Il précise l’impact concret de cette technologie sur le quotidien : « Ceux qui n’ont ni l’un, ni l’autre, profitent chez les autres pour recharger les téléphones ou pour regarder la télévision. Grâce à ces panneaux, nous avons de l’eau glacée. Même dans les bureaux, ce sont ces panneaux qui alimentent. On ne peut pas vous dire combien on souffre du manque de courant électrique dans notre localité. Certes des lampadaires solaires sont installés dans certaines localités, mais, elles ne fonctionnent plus comme avant. Et le problème de ces panneaux aussi, ce sont les batteries. Quelquefois, vous pouvez ne pas tomber sur une bonne qualité. »

Même réalité à Soyah, situé à seulement 15 km du chef-lieu. Si l’administration et les commerces s’équipent, le coût reste un frein pour les ménages modestes. Amadou Tidiane Sow, président de la délégation spéciale de Soyah, témoigne :
« Ici, tous ceux qui ont les moyens disposent des panneaux solaires. Dans tous les services déconcentrés également, il y a des panneaux. Au bord la route là-bas, des tenanciers de boutiques utilisent ces panneaux pour mettre les téléphones sous tension, revendre de l’eau glacée et des boissons fraîches. Dans les concessions, c’est une minorité qui les utilise. Ces panneaux jouent un grand rôle ici, mais puisque ce n’est pas tout le monde qui a les moyens, c’est toujours un problème. Nous vivons dans l’obscurité presque. »

Wouré-Kaba, l’obscurité, source d’insécurité
Au-delà du confort, c’est la sécurité qui est en jeu. À Wouré-Kaba, le manque d’éclairage public inquiète les autorités locales. Le président de la délégation spéciale, Fodé Alseny Savanè, ne cache pas ses craintes :

« On a besoin de courant électrique. Moi, je n’ose pas sortir d’ici la nuit. Il n’y a pas de lumière. L’obscurité est propice à l’insécurité. On a des panneaux solaires. Mais, c’est dans les concessions. Et quand ils tombent en panne, on n’a pas de techniciens pour les réparer. On les déplace souvent de Mamou pour ici. Même pour l’installation c’est comme ça. Les panneaux sont chers. Donc, ce n’est pas à la portée de tout le monde. Néanmoins on met nos téléphones sous tension, on regarde la télévision. Même pour avoir de la glace, ce sont ces panneaux que nous utilisons. Le souci, c’est quand vous sortez la nuit. Il n’y a pas d’éclairage dans les quartiers. »
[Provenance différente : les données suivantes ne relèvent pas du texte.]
PR #238, opened 2019-02-05
Remove obsolete publish and archive mutations

### LINKED ISSUE #199: Publish and archive mutation should not be separated
Currently publish and archive are seperate mutations. This way it is not possible to unpublish or unarchive.

Initially this was meant as a protection layer, but there is actually no need to restrict Caluma not to unpublish or unarchive e.g. a form as it is the responsibility of the admin to decide whether this is a good idea or not.

Hence the mutations should be removed and instead integrated into the specific mutations as flags (e.g. saveWorkflow will have a isPublished and isArchived input field)

sliverc:
Fixes #199 

API user needs to have the ability to set publish and archive flag
to False so it doesn't make sense to have its own mutation for this.

### DIFF
--- a/caluma/form/schema.py
+++ b/caluma/form/schema.py
@@ -183,12 +183,6 @@ class SaveForm(UserDefinedPrimaryKeyMixin, Mutation):
         serializer_class = serializers.SaveFormSerializer
 
 
-class ArchiveForm(Mutation):
-    class Meta:
-        lookup_input_kwarg = "id"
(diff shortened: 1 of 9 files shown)


sliverc:
This is not backwards compatible and form builder needs to be adjusted, best to use checkboxes instead of buttons to archive and publish.

See also https://github.com/projectcaluma/ember-caluma-form-builder/issues/87

PR #895, opened 2020-01-29
Validation performance fixes

winged:
This should speed up validation significantly :)

### DIFF
--- a/caluma/caluma_form/structure.py
+++ b/caluma/caluma_form/structure.py
@@ -1,0 +1,192 @@
+"""Hierarchical representation of a document / form."""
+import weakref
+from functools import singledispatch
+from typing import Optional
+
+from .models import Question
+
+
+def object_local_memoise(meth):
+    def new_meth(self, *args, **kwargs):
+        if not hasattr(self, "_memoise"):
+            self._memoise = {}
+
+        key = str([args, kwargs, meth])
+        if key in self._memoise:
+            return self._memoise[key]
+        ret = meth(self, *args, **kwargs)
+        self._memoise[key] = ret
+        return ret
+
+    return new_meth
+
+
+class Element:
+    def __init__(self, parent=None):
+        self._parent = weakref.ref(parent) if parent else None
+
+    def parent(self):
+        return self._parent() if self._parent else None
+
+    def children(self):  # pragma: no cover
+        return []
+
+
+class AnsQuestion(Element):
+    def __init__(self, document, form, question, answer=None, parent=None):
+        super().__init__(parent)
+        self.document = document
+        self.form = form
+        self.question = question
+        self.answer = answer
+
+    @classmethod
+    def factory(cls, document, form, question, answer=None, parent=None):
+        if question.type == Question.TYPE_FORM:
+            return DocForm(
+                document, form=question.sub_form, question=question, parent=parent
+            )
+        elif question.type == Question.TYPE_TABLE:
+            return RowAnsQuestion(
+                document,
+                form=question.row_form,
+                question=question,
+                answer=answer,
+                parent=parent,
+            )
+
+        return AnsQuestion(document, form, question, answer, parent=parent)
+
+    def ans_value(self):
+        if self.answer is None:
+            # no answer object at all - return empty in every case
+            return self.question.empty_value()
+
+        if self.answer.value is not None:
+            return self.answer.value
+
+        elif self.question.type == Question.TYPE_TABLE:
+            return [
+                {cell.question.slug: cell.ans_value() for cell in row.children()}
+                for row in self.children()
+            ]
+        elif self.question.type == Question.TYPE_FORM:
+            # forms never have values themselves
+            return None
+            return [
+                {cell.question.slug: cell.ans_value() for cell in row.children()}
+                for row in self.children()
+            ]
+
+    def __repr__(self):
+        return f"<AnsQuestion question={self.question.slug}, value={self.ans_value()} hidden=({self.question.is_hidden}) req=({self.question.is_required})>"
+
+
+class RowAnsQuestion(AnsQuestion):
+    @object_local_memoise
+    def children(self):
+        if not self.answer:
+            return []
+
+        return [
+            DocForm(
+                row_doc,
+                self.question.row_form,
+                question=self.question,
+                parent=self.parent(),
+            )
+            for row_doc in self.answer.documents.all()
+        ]
+
+
+class DocForm(Element):
+    def __init__(self, document, form, question=None, parent=None):
+        super().__init__(parent)
+        self.document = document
+        self.form = form
+        self.question = question
+        self._ans_questions = None
+        self._sub_forms = None
+
+    def ans_value(self):
+        return None
+
+    def _build_ans_questions(self):
+        if self._ans_questions is None:
+            self._ans_questions = {aq.question.slug: aq for aq in self.children()}
+        if self._sub_forms is None:
+            self._sub_forms = {
+                aq.question.slug: aq
+                for aq in self.children()
+                if aq.question.type == Question.TYPE_FORM
+            }
+
+    def get_ans_question(
+        self, question_slug: str, allow_check_parent: bool = True
+    ) -> Optional[AnsQuestion]:
+
+        self._build_ans_questions()
+
+        ans_question = self._ans_questions.get(question_slug)
+
+        if not ans_question and allow_check_parent:
+            ans_question = (
+                self.parent().get_ans_question(question_slug) if self.parent() else None
+            )
+        if ans_question:
+            return ans_question
+
+        # OK start looking in subforms / row forms below our level.
+        # Since we're looking down, we're disallowing recursing to outer context
+        # to avoid recursing back to where we are
+        for subform in self._sub_forms.values():
+            sub_aq = subform.get_ans_question(question_slug, allow_check_parent=False)
+            if sub_aq:
+                return sub_aq
+        # if we reach this line, we didn't find the question
+        return None
+
+    @object_local_memoise
+    def children(self):
+        answers = {ans.question_id: ans for ans in self.document.answers.all()}
+        return [
+            AnsQuestion.factory(
+                document=self.document,
+                form=self.form,
+                question=question,
+                answer=answers.get(question.slug),
+                parent=self,
+            )
+            for question in self.form.questions.all()
+        ]
+
+    def __repr__(self):
+        q_slug = self.question.slug if self.question else None
+        if q_slug:
+            return f"<DocForm fq={q_slug}, doc={self.document.pk} hidden=({self.question.is_hidden}) req=({self.question.is_required})>"
+
+        return f"<DocForm form={self.form.slug}, doc={self.document.pk}>"
+
+
+def print_document_structure(document):  # pragma: no cover
+    """Print a document's structure.
+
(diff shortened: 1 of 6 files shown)


caluma/caluma_form/structure.py
```diff
@@ -0,0 +1,212 @@
...
+            self._memoise = {}
+
+        key = str([args, kwargs, meth])
+        if key in self._memoise:
+            return self._memoise[key]
+        ret = meth(self, *args, **kwargs)
+        self._memoise[key] = ret
+        return ret
+
+    return new_meth
```
czosel: I always prefer longer variable names if the abbreviation is not completely obvious. This is an extreme example where the abbreviation even has a (very different) meaning :wink:

caluma/caluma_form/structure.py
```diff
@@ -0,0 +1,212 @@
...
+            ans_question = (
+                self.parent().get_ans_question(question_slug) if self.parent() else None
+            )
+        if ans_question:
+            return ans_question
+
+        # OK start looking in subforms / row forms below our level.
+        # Since we're looking down, we're disallowing recursing to outer context
+        # to avoid recursing back to where we are
+        for subform in self._sub_forms.values():
```
sbor23: See above, this would be:
```python
for subform in self.sub_forms:
    ...
```

caluma/caluma_form/structure.py
czosel: Also, doesn't this break the method depends on `self`?

caluma/caluma_form/structure.py
```diff
@@ -0,0 +1,212 @@
...
+        self._parent = weakref.ref(parent) if parent else None
+
+    def parent(self):
+        return self._parent() if self._parent else None
+
+    def children(self):  # pragma: no cover
+        return []
+
+
+class AnsQuestion(Element):
```
czosel: In `ember-caluma` we're using the same idea, but we're calling it `field` - might be a better name than `AnsQuestion`?

caluma/caluma_form/structure.py
```diff
@@ -0,0 +1,212 @@
...
+    def visit(vis):
+        raise Exception(f"generic visit(): {vis}")
+
+    @visit.register(Element)
+    def _(vis):
+        print("   " * ind["i"], vis)
+        ind["i"] += 1
+        for c in vis.children():
+            visit(c)
+        ind["i"] -= 1
```
sbor23: Nice application of visitor here. :)

caluma/caluma_form/validators.py
```diff
@@ -196,19 +196,16 @@ def validate(self, document, info, validation_context=None, **kwargs):
...
         # we need to build the context in two steps (for now), as
         # `self.visible_questions()` already needs a context to evaluate
         # `is_hidden` expressions
         intermediate_context = {
             "form": document.form,
             "document": document,
-            "all_questions": all_questions,
-            "questions": questions,
-            "answers": self.get_document_answers(document),
+            # "answers": self.get_document_answers(document),
```
sbor23: Leftovers

caluma/caluma_form/structure.py
```diff
@@ -0,0 +1,212 @@
...
+        return ret
+
+    return new_meth
+
+
+class Element:
+    def __init__(self, parent=None):
+        self._parent = weakref.ref(parent) if parent else None
+
+    def parent(self):
```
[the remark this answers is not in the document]
winged: I had this as a property before, but that made more problems than it solved. Better be explicit in such cases :)

caluma/caluma_form/structure.py
```diff
@@ -0,0 +1,218 @@
...
+    def sub_forms(self):
+        if self._sub_forms is None:
+            self._sub_forms = {
+                aq.question.slug: aq
+                for aq in self.children()
+                if aq.question.type == Question.TYPE_FORM
+            }
+        return self._sub_forms
+
+    def get_ans_question(
```
czosel:
```suggestion
    def get_field(
```

caluma/caluma_form/structure.py
```diff
@@ -0,0 +1,218 @@
...
+        return f"<FieldSet form={self.form.slug}, doc={self.document.pk}>"
+
+
+def print_document_structure(document):  # pragma: no cover
+    """Print a document's structure.
+
+    Intended halfway as an example on how to use the structure
+    classes, and a debugging utility.
+    """
+    ind = {"i": 0}
```
czosel: Possibily stupid question, but I don't see it: Why is this an object instead of just an integer?

caluma/caluma_form/tests/test_validators.py
```diff
@@ -126,60 +126,6 @@ def test_validate_dynamic_option_exists(
...
-    )
-
-    if should_throw:
-        error_msg = f"Questions {sub_form_question_2.question.slug} are required but not provided"
-        with pytest.raises(ValidationError, match=error_msg):
-            DocumentValidator().validate(main_document, info)
-    else:
-        DocumentValidator().validate(main_document, info)
-
-
```
czosel: Why delete the test?

caluma/caluma_form/validators.py
```diff
@@ -228,7 +224,8 @@ def visible_questions(self, document, validation_context=None):
         visible_questions = []
 
         q_jexl = jexl.QuestionJexl(validation_context)
-        for question in validation_context["questions"].values():
+        for ans_question in validation_context["structure"].children():
```
czosel:
```suggestion
        for field in validation_context["structure"].children():
```

caluma/caluma_form/structure.py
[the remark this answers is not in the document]
anehx: Maybe name it `get_parent` to really be explicit..

caluma/caluma_form/structure.py
```diff
@@ -0,0 +1,218 @@
...
+
+
+class Element:
+    def __init__(self, parent=None):
+        self._parent = weakref.ref(parent) if parent else None
+
+    def parent(self):
+        return self._parent() if self._parent else None
+
+    def children(self):  # pragma: no cover
```
anehx: `get_children`

caluma/caluma_form/structure.py
```diff
@@ -0,0 +1,212 @@
...
+                document,
+                form=question.row_form,
+                question=question,
+                answer=answer,
+                parent=parent,
+            )
+
+        return AnsQuestion(document, form, question, answer, parent=parent)
+
+    def ans_value(self):
```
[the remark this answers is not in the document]
anehx: `get_field`

caluma/caluma_form/tests/test_validators.py
winged: The test is completely covered by `test_validate_hidden_subform`, so no need to have two tests doing the same thing

caluma/caluma_form/structure.py
winged: I'm not a fan of naming things `get_XXX`. It's kind of java-think IMO

anehx: Then make it a property - this doesn't even do anything or am I wrong?

caluma/caluma_form/structure.py
winged: Fixed the naming. And no, it is explicitly meant to be used on methods (vs functions), so it's fine to depend on `self`

caluma/caluma_form/structure.py
winged: Updated the naming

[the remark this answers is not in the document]
winged: Yep, updated the naming

caluma/caluma_form/structure.py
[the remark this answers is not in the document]
winged: `get_field` is wrong, as it's explicitly not the field, but the value to be returned. But updated the naming nonetheless

caluma/caluma_form/structure.py
```diff
@@ -0,0 +1,212 @@
...
+                {cell.question.slug: cell.ans_value() for cell in row.children()}
+                for row in self.children()
+            ]
+        elif self.question.type == Question.TYPE_FORM:
+            # forms never have values themselves
+            return None
+            return [
+                {cell.question.slug: cell.ans_value() for cell in row.children()}
+                for row in self.children()
+            ]
```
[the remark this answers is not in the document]
winged: Fix'd

caluma/caluma_form/structure.py
winged: Python scoping rules. Can't update variables in the "outer" scope by assignment. You could mess with the `global` keyword, but that's even worse

caluma/caluma_form/structure.py
winged: This is overloaded in the subclasses where the implementation actually needs to do things

anehx: Ok

caluma/caluma_form/structure.py
czosel: Ah right, thanks!

caluma/caluma_form/structure.py
czosel: I meant more if that state of the object changes, the memoisation can return incorrect results because the cache key doesn't depend on the state of the object.

winged: Ah. In that case you'd be right, but in this situation, the objects will be virtually immutable, so it should be fine

czosel: :+1:

anehx: Walter-Whites-Smooth-Wink-On-Breaking-Bad

caluma/caluma_form/structure.py
```diff
@@ -0,0 +1,212 @@
...
+            self._ans_questions = {aq.question.slug: aq for aq in self.children()}
+        if self._sub_forms is None:
+            self._sub_forms = {
+                aq.question.slug: aq
+                for aq in self.children()
+                if aq.question.type == Question.TYPE_FORM
+            }
+
+    def get_ans_question(
+        self, question_slug: str, allow_check_parent: bool = True
```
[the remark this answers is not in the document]
winged: Done

caluma/caluma_form/validators.py
winged: Done

caluma/caluma_form/structure.py
```diff
@@ -0,0 +1,212 @@
...
+
+    def _build_ans_questions(self):
+        if self._ans_questions is None:
+            self._ans_questions = {aq.question.slug: aq for aq in self.children()}
+        if self._sub_forms is None:
+            self._sub_forms = {
+                aq.question.slug: aq
+                for aq in self.children()
+                if aq.question.type == Question.TYPE_FORM
+            }
```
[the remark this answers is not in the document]
winged: Doen

caluma/caluma_form/structure.py
```diff
@@ -0,0 +1,212 @@
...
+                row_doc,
+                self.question.row_form,
+                question=self.question,
+                parent=self.parent(),
+            )
+            for row_doc in self.answer.documents.all()
+        ]
+
+
+class DocForm(Element):
```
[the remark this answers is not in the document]
winged: Done

caluma/caluma_form/structure.py
winged: done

La ruée vers les panneaux « Bruxelles »
Cette forte demande fait les affaires des commerçants de Mamou-ville. Le marché est dominé par le matériel d’occasion importé d’Europe (surnommé « Bruxelles »), jugé plus fiable que le neuf par les utilisateurs. Elhadj Hamidou Barry, vendeur de panneaux, confirme l’engouement :

« Nous écoulons beaucoup de panneaux solaires en ce moment. Les gens commencent à comprendre leurs utilités. Mais, la plupart, nos clients viennent des zones non électrifiées. Certains en achètent deux et d’autres plus. Ce sont les panneaux de seconde main en provenance de Bruxelles que les gens utilisent de plus. Il y a plusieurs qualités. La capacité varie entre 50 et 450 Watt. Les 250 watts sont les plus utilisés à Mamou ici. Quand vous mettez deux ou quatre plus deux batteries, vous branchez vos congélateurs sans problème. Sinon, pour mettre les téléphones ou la télévision sous tension, il y a moins de soucis. Les prix oscillent entre 800.000 et 1.500.000 fg pour Bruxelles. Les panneaux neufs sont les plus chers mais ils sont moins bons que les occasions venant de Bruxelles. On a des contacts de techniciens pour l’installation. On les appelle et on les laisse négocier avec le client », explique le commerçant.

Le défi de la maintenance
Cependant, l’électrification solaire rurale se heurte à un obstacle majeur : le manque de main-d’œuvre qualifiée sur place. Les installations nécessitent un savoir-faire que les villageois doivent souvent « importer » de la ville, comme l’explique Maître Oumar Diogo Bah, technicien :
« Quand on part pour installer les panneaux solaires dans les villages, ils prennent nos contacts. À chaque fois qu’il y a problème, on nous appelle pour la réparation. Les panneaux ont beaucoup d’avantages mais ils exigent un entretien régulier. Certains ne connaissent pas cela. C’est pourquoi, ils ont toujours des problèmes de batterie et autres. Les villageois utilisent beaucoup les panneaux solaires. Tous ceux qui ont les moyens, ont des panneaux. Nous, on demande 1.000.000 ou un 1.500.000 pour l’installation. Si c’est dans les villages, vous prenez notre transport, logement et nourriture en charge si ça doit prendre du temps. »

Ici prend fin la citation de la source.